With age and the hardening of his arteries, the Head of State’s eyes—he would never wear spectacles, as he didn’t need them for reading—had acquired the strange defect of eliminating the third dimension. He saw things, whether near or far, as flat images without relief, like the stained glass in Gothic windows. So every morning, just as if they were figures in a Gothic window, he looked at the Men of Regulation Colours—this one in blue and black, the next in white and gold, and the third in a buff-coloured tunic—who told him about the work they had carried out the day before, their night spent in police stations and prisons, barracks and
cellars extracting words, names, addresses, and information from people who didn’t want to speak. And their accounts of ducking and racking, hanging and violence, their catalogue of pincers, truncheons, braziers, and even corncobs—these were for women—called up visions from hagiography, the downfall of the damned, illustrations of torture, all transferred to a large stained-glass window opening onto the remote splendour of the Tutelary Volcano.
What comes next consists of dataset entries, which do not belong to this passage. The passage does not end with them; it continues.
PR #97, opened 2022-10-24
Implemented exception handling to agent

osean-man:
Running into an error where the return was None, an exception would crash the agent. Implemented a fix with exception handling.

### DIFF
--- a/install/hashview-agent/agent/api/api.py
+++ b/install/hashview-agent/agent/api/api.py
@@ -118,15 +118,18 @@ def updateJobTask(job_task_id, task_status):
         'job_task_id': job_task_id
     }
 
-    response = http.post('/v1/jobtask/status', json.loads(json.dumps(message)))
-    decoded_response = json.loads(response)
-    if decoded_response['type'] == 'message' and decoded_response['status'] == 200:
-        return decoded_response
-    elif decoded_response['type'] == 'message' and decoded_response['status'] == 426:
-        print('Our agent version is older than the servers. You need to upgrade your agent before continuing.')
-        exit()
-    else:
-        print('We got an unexpected response type or status code.')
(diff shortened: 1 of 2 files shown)


i128:
Interesting. I appreciate the PR. Do you recall what situation this happened in? Like was it in-between agent call backs and the user killed/stopped a task/job?

osean-man:
I loaded the following hash: c05e35377b5a31f428ccda9724a9dfbd0c5d71dccac691228d803c78e2e8da29 (as an upload).

It was just a test and I got this from the NahamStore (TryHackMe room). It's a raw sha-256 (HC mode 1400). The agent crashed on the TypeError as the json.loads received a NoneType. I suppose rather than a try block it could just default return an empty array instead. This was just my quick fix while trying out Hashview. 

If you need to reproduce, I did the following:

- Fresh install of hashview (note: I did have an issue with SQLAlchemy/collation that I had to solve with this https://tecadmin.net/resolved-unknown-collation-utf8mb4_0900_ai_ci/)
- Created an agent and approved
- Created a job for the agent
- Agent crashed on the line numbers this PR is for with a TypeError (NoneType not supported...).

i128:
Awesome, i appreciate the feedback, I will attempt to reproduce. 
Regarding the block try vs returning an empty array, i almost prefer the error so that i can handle those use cases. Because in theory that value should never be none. But i agree this shouldnt be happening in the first place.

osean-man:
Agreed. No problem. I figured the program should continue rather than die so I used https://docs.python.org/3/library/contextlib.html#contextlib.suppress to handle the TypeError specifically. 

Great work on the project, I'm looking forward to using it.

i128:
Merged, sorry for the delay

PR #104, opened 2023-01-17
Add docker infrastructure

Yoshi325:
This is a pretty heavy one. Had to shift a bunch around to make it work. Specifically the command line setup needed to be split to support a web ui setup if user input is required. And the other half of it needed automatically (but idempotently) run before first request.

With a proper `hashview/config.conf`: `docker compose up` will bring up a container for mysql, as well as one for the application. A `before_first_request` hook sets up most of the default items. And a `before_request` hook handles changing the Admin user that is created by default, and populating the Settings in the database.

While working, I also addressed two comparisons with 0 that Flask was flagging. And unified logging a bit so that a common formatting is used, as well as fixing a bug where the flask migrate upgrade was squelching further log messages.


hashview/__init__.py
```diff
@@ -8,6 +18,121 @@ def get_application_version() -> str:
...
+    from flask import current_app
+    logger = current_app.logger
+    logger.info('Setting up defaults on before first request.')
+
+    from hashview.models import db
+
+    try:
+        logger.info('Upgrading Database if needed Progressing.')
+        import alembic.command
+        migrate_ext = config = current_app.extensions['migrate']
```
Yoshi325, line 69: I need to remove this double-assignment.

hashview/__init__.py
```diff
@@ -8,6 +18,121 @@ def get_application_version() -> str:
...
+    if parsed_url.path.startswith(static_path):
+        # allow static files through
+        return
+
+    from hashview.models import db
+
+    from hashview.setup import admin_pass_needs_changed
+    from hashview.users.routes import bcrypt
+    if not admin_pass_needs_changed(db, bcrypt):
+        logger.info('Admin password needs changed.')
```
Yoshi325, line 38: I need to fix this log message (it should convey the inverse).

Yoshi325:
I need to add a section the the README. Specifically it should call out that this first pass of docker is intended to be a platform to build future production deployment of hashview via docker, but for now it is in more of a "developer ready" state. Also, it should point out that a `config.conf` needs created in order to be able to run `docker-compose up` and that to be secure, the `MYSQL_PASSWORD` should be changed in `docker-compose.yml`.

Yoshi325:
I need to fit the typo in my latest commit (ducker => docker).

bandrel:
Getting errors when trying to docker compose up. 
image
I had to change the port to 5001:5001 because of a conflict other than that the example config was used.

NotoriousRebel:
Any updates on this @Yoshi325 ?

i128:
This is the next update to go in. We wanted to land v0.8.1 first.

Yoshi325:
Rebased and updated on top of the latest.

hashview/__init__.py
```diff
@@ -1,9 +1,140 @@
...
+        from hashview.users.routes import bcrypt
+        from hashview.setup import add_admin_user
+        from hashview.setup import admin_user_needs_added
+        if admin_user_needs_added(db):
+            logger.info('Adding Admin User.')
+            add_admin_user(db, bcrypt)
+    except:
+        logger.exception('Adding Admin User failed.')
+
+    try:
```
i128, line 99: We should swap the order in which the default wordlists are added. Starting with the dynamic wordlist followed by the static wordlist. 

This way, the dynamic wordlist, in the db ends up with id=1.

hashview/setup/__init__.py
```diff
@@ -0,0 +1,141 @@
...
+
+def default_tasks_need_added(db :SQLAlchemy) -> bool:
+    return (0 == db.session.query(Tasks).count())
+
+
+def add_default_tasks(db :SQLAlchemy):
+    task = Tasks(
+        name          = 'Rockyou Wordlist',
+        owner_id      = '1',
+        wl_id         = '1',
```
i128, line 28: This is correct for now, in so much as the wl_id=1 is rock you, but if we swap it so that the dynamic wordlist is loaded first, then these should be updated wl_id=2

hashview/setup/__init__.py
```diff
@@ -0,0 +1,141 @@
...
+        rule_id       = None,
+        hc_attackmode = 'dictionary',
+    )
+    db.session.add(task)
+
+    task = Tasks(
+        name          = 'Rockyou Wordlist + Best64 Rules',
+        owner_id      = '1',
+        wl_id         = '1',
```
i128, line 37: Same here. update to wl_id=2 if we make dynamic wordlist wl_id=1

hashview/setup/__init__.py
```diff
@@ -0,0 +1,141 @@
...
+        wl_id         = '2',
+        rule_id       = None,
+        hc_attackmode = 'dictionary',
+    )
+    db.session.add(task)
+
+    task = Tasks(
+        name          = 'Rockyou Wordlist + Best64 Rules',
+        owner_id      = '1',
+        wl_id         = '3',
```
i128, line 37: This should be wl_id 2, not 3.

Issue #114, opened 2023-08-19
Syntax error in hashview.utils.utils:110 v0.8.1


Yoshi325:
https://github.com/hashview/hashview/blob/998eb824e5487ec21a32fa952cd8987194c1732e/hashview/utils/utils.py#L110C1-L110C60

PR #115, opened 2023-08-19
:bug: Fix Issue #114

Yoshi325:
a bunch of trailing whitespace was trimmed as well


i128:
Dangit, good catch on all of these. thanks!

With a “Thank you, gentlemen,” the first stained-glass window broke, eliminating the blues, whites, and yellows of the original image, while in at the other door to take their place in the second window came the Listening and Looking men, the Watchers, the Hearers, the Hypocrites, the masters in maieutics, virtuosos in heuristics, who not only brought information extracted by skill, snatched in flight, half understood, of some guilty remark picked up at a diplomatic reception, a bar counter, in the warmth of a bedroom—they were everywhere, they entered without being seen, Guests of Glass one day, Guests of Stone if more acceptable, insinuating, snooping, often charming—but were in fact Watchers of the Watchful, Observers of the Cunning, recorders of everything invented, plotted, and schemed, even by the collaborators, familiars, and associates of the Head of State himself, thanks to his Exalted Protection. As he listened to these people of his, who had their eyes to the keyhole and their curiosity on the alert, he realised (sometimes with annoyance, sometimes with amusement) what diverse and picturesque transactions were going on behind his back: there was the business of a bridge built over a river that wasn’t shown on any map; the business of the Municipal Library without any books; the business of the stud animals from Normandy that had never crossed the ocean; the business of the toys and alphabets for kindergartens that didn’t exist; the business of the Peasant Women’s Maternity
Homes, to which peasant women naturally never went, since for centuries they had been in the habit of giving birth on a broken stool, pulling on a rope hanging from the ceiling with their husband’s hat on their head so that they should get a boy; the business of the kilometre stones that were still only painted boards; the business of pornographic films sold in Quaker Oats tins; the business of the Chinese Charade (“
jeux des trente-six bêtes
,” as it was called by Baron Drummond, who introduced the Cantonese lottery of numbered animals to America), managed by the brigade of the National Police for the Repression of Illicit Games; the business of Erectyl, a Korean liquor containing mandragora root, the “stallion liana” from Santo Domingo, powdered tortoiseshell and extract of Spanish fly; the business of the slot machines—three bells, three plums, or three cherries gave you the jackpot—owned by the Chief of the Secret Service; the business of birth certificates
ad perpetuam memoriam
for those “
interdits de séjour
” and Frenchmen from Cayenne wanting to become our compatriots; the business of consultations with astrologers, fortune-tellers, palmists, card readers, horoscopes by correspondence, Hindu mystics—forbidden by law—who all had understandings with the Minister of the Interior; the business of the Verascopes of Love, tolerated in fairs and amusement parks, and owned by Captain Valverde; the business of Catalan postcards—less refined than the French, said those in the know—run by Captain Calvo; the business of “Lucky Sheets for Newly-weds” (“
Draps bénis pour jeunes mariés
” [
sic
]), manufactured in the Marais in Paris and designed for the trousseau of every Christian bride.